**PROBLEM:**
Go through the data and retrieve each line that includes the string "nickbattam".
** INPUT FOR THIS TASK follows **
Issue #514, opened 2021-01-14
Implement file-to-file cuts with temp files using file-backed pixel data


hsautessella:
As part of #441, large, out of memory, cuts need to be implemented. This is an issue to branch off the work done on [`441_implement_cut_with_file-backed_pixel_data`](https://github.com/pace-neutrons/Horace/tree/441_implement_cut_with_file-backed_pixel_data) and write the code to perform these cuts.

If possible, we should use the temporary file management implemented in `PixelData` so that we're not writing too much extra code.

Child of #441

PR #524, opened 2021-01-18
Implement file to file cuts with temp files using file backed pixel data

hsautessella:
This PR restores the ability to take out-of-memory cuts from an SQW file. This is useful when taking cuts where the output cut is too large to fit in memory. I've not implemented a new process for these types of cut, I've simply dropped in the old method using a `pix_combine_info` object.

The out-of-memory cuts work by:
1) Looping over input file's pixels
2) Retaining only the pixels in the range of the cut
3) Saving the pixels to be retained in a temporary file, along with an `npix` array that specifies which pixels belong in which bin (of the output cut)
4) Generating an SQW object (`sqw_cut_obj`) whose pixels are replaced with a `pix_combine_info` object (this holds a reference to the temp files and info required to combine them)
5) When `sqw_cut_obj` is saved, `put_sqw_data_pix_from_file_` iterates over the image bins of `sqw_cut_obj` and over the temporary files, loading pixels for the given bin from each temporary file and writing them to the output file (this is a very similar process to `gen_sqw`).
6) The temporary files can be deleted once the cut is complete.

To take an out-of-memory cut, you should call `cut` with no output arguments whilst specifying an output file to write the output cut to:
```matlab
cut(infile, proj, u_axis_lims, v_axis_lims, w_axis_lims, en_axis_lims, outfile);
```

_Note that you cannot perform an out-of-memory cut if you call `cut` with an output argument, hence `cut` can never return an SQW whose pixels are replaced with a `pix_combine_info` object._

I've also applied `clang-format` to a couple of C++ files, but have not changed their content otherwise (apologies for the extra files in the PR).

Addresses #514

### DIFF
--- a/horace_core/sqw/@sqw/private/cut_accumulate_data_.m
+++ b/horace_core/sqw/@sqw/private/cut_accumulate_data_.m
@@ -204,20 +204,27 @@ end
 function pci = init_pix_combine_info(nfiles, nbins)
     % Create a pix_combine_info object to manage temporary files of pixels
     wk_dir = get(parallel_config, 'working_directory');
-    gen_fpath = @(x) fullfile( ...
-        wk_dir, ['horace_subcut_', rand_digit_string(16), '.tmp'] ...
-    );
-    tmp_file_names = cellfun(gen_fpath, cell(1, nfiles), 'UniformOutput', false);
+    tmp_file_names = gen_array_of_tmp_file_paths(nfiles, wk_dir);
     pci = pix_combine_info(tmp_file_names, nbins);
 end
 
 
-function str = rand_digit_string(n)
-    % Create string of n random digits
-    rand_ints = randi([0, 9], [1, n]);
-    str = blanks(n);
-    for i=1:n
-        str(i) = int2str(rand_ints(i));
+function paths = gen_array_of_tmp_file_paths(nfiles, base_dir)
+    % Generate a cell array of paths for temporary files to be written to
+    % Format of the file names follows:
+    %   horace_cut_<UUID>_<counter_with_padded_zeros>.tmp
+    if nfiles < 1
+        error('CUT:cut_accumulate_data_', ...
+              ['Cannot create temporary file paths for less than 1 file.' ...
+               '\nFound %i.'], nfiles);
+    end
+    prefix = 'horace_cut';
+    uuid = char(java.util.UUID.randomUUID());
+    counter_padding = floor(log10(nfiles)) + 1;
+    format_str = sprintf('%s_%s_%%0%ii.tmp', prefix, uuid, counter_padding);
+    paths = cell(1, nfiles);
+    for i = 1:nfiles
+        paths{i} = fullfile(base_dir, sprintf(format_str, i));
     end
 end
 
--- a/horace_core/sqw/@sqw/private/cut_accumulate_data_.m
+++ b/horace_core/sqw/@sqw/private/cut_accumulate_data_.m
@@ -1,5 +1,5 @@
-function [s, e, npix, pix_out, urange_pix] = ...
-    cut_accumulate_data_(obj, proj, keep_pix, log_level)
+function [s, e, npix, pix_out, urange_pix, pix_comb_info] = ...
+    cut_accumulate_data_(obj, proj, keep_pix, log_level, return_cut)
 %%CUT_ACCUMULATE_DATA Accumulate image and pixel data for a cut
 %
 % Input:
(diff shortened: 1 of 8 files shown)


mducle:
> ```
> cut(infile, proj, u_axis_lims, v_axis_lims, w_axis_lims, en_axis_lims, outfile);
> ```
> Note that you cannot perform an out-of-memory cut if you call cut with an output argument, hence cut can never return an SQW whose pixels are replaced with a pix_combine_info object.

As a user, this syntax could be confusing to me... especially if I have a script already where I do in-memory cuts but then find that I don't have enough memory, and want to replace them with file-backed cuts. Is it possible to make this behaviour toggle-able by a flag instead of an absence of an requested output variable? E.g. `-filebacked` (similar to `-nopix`). Then the output file name can be returned instead of the `sqw` object? This could also obviate the need for the `outfile` input if the user doesn't care about what the file-backed store is called.

E.g. there would be two variants:

```
sqwfile = cut(infile, proj, u_axis_lims, v_axis_lims, w_axis_lims, en_axis_lims, '-filebacked')
```

or

```
sqwfile = cut(infile, proj, u_axis_lims, v_axis_lims, w_axis_lims, en_axis_lims, 'filebacked', true)
```

would generate a temporary file (in a temporary folder which is periodically cleaned up by the OS) and return that filename to the user... then can then use it in other `cut` commands etc. just like they would use `cut` on an in-memory object.

```
sqwfile = cut(infile, proj, u_axis_lims, v_axis_lims, w_axis_lims, en_axis_lims, 'filebacked', outfile)
```

or

```
cut(infile, proj, u_axis_lims, v_axis_lims, w_axis_lims, en_axis_lims, 'filebacked', outfile)
```

where `sqwfile == outfile`, where the user explicitly names a file to store the filebacked cut.

This syntax would make the Python interface a lot easier to handle since determining the equivalent of `nargout` in Python is a bit tricky.

hsautessella:
@mducle I think I, and the rest of the group, agree with you: having the flag would be nice. The syntax I described above mirrors how you would do an out-of-memory cut on master, so we're unlikely to change that for the moment, although we're all in favour of deprecating that syntax in favour of the explicit flag. 

I'll open a ticket to do that (as I think it's out of the scope of this PR) and reference it here.

abuts (commented):
I would add defined numbers to tmp cuts files names e.g. file_NNNN_1.tmp file_MMMM_2.tmp....  to simplify debugging if necessary. Otherwise looks ok.

one thing to pay attention to -- put_sqw should be on `PixelData` as this would be an algorithm, running range of codes, i.e. slow matlab code combining tmp files, mex code (different for hdf and binary files) and MPI job, which does combining on different processes. 

put_sqw should not be on a loader, which will be an interface to a different format files on disk.

horace_core/sqw/@sqw/private/cut_accumulate_data_.m
```diff
@@ -168,3 +199,43 @@
     s(no_pix) = 0;
     e(no_pix) = 0;
 end
+
+
+function pci = init_pix_combine_info(nfiles, nbins)
+    % Create a pix_combine_info object to manage temporary files of pixels
+    wk_dir = get(parallel_config, 'working_directory');
+    gen_fpath = @(x) fullfile( ...
+        wk_dir, ['horace_subcut_', rand_digit_string(16), '.tmp'] ...
```
cmarooney-stfc, line 208: This does not look as if it guarantees all strings to be different. Highly likely that they are but not certain.

horace_core/sqw/@sqw/private/cut_accumulate_data_.m
```diff
@@ -168,3 +199,43 @@
...
+    );
+    tmp_file_names = cellfun(gen_fpath, cell(1, nfiles), 'UniformOutput', false);
+    pci = pix_combine_info(tmp_file_names, nbins);
+end
+
+
+function str = rand_digit_string(n)
+    % Create string of n random digits
+    rand_ints = randi([0, 9], [1, n]);
```
cmarooney-stfc, line 217: I can't actually see this combination of arguments in the randi docs - could you point me to it?

cmarooney-stfc (commented):
Couple of comments please

horace_core/sqw/@sqw/private/cut_accumulate_data_.m
hsautessella:
```matlab
randi([imin, imax], sz)
```
`sz` can be a row vector of integers:
https://www.mathworks.com/help/matlab/ref/randi.html#buf2csg-sz
> sz — Size of each dimension (as a row vector)
> integer values

So the call generates a `[1, n]` array of random integers between 0 and 9 (inclusive).

horace_core/sqw/@sqw/private/cut_accumulate_data_.m
nickbattam-tessella: If absolute uniqueness is required `java.util.UUID.randomUUID()`; would provide that at the cost of a longer string.

nickbattam-tessella (approved):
** End of INPUT FOR THIS TASK **
**TASK RESULT:**
nickbattam-tessella: If absolute uniqueness is required `java.util.UUID.randomUUID()`; would provide that at the cost of a longer string.
nickbattam-tessella (approved):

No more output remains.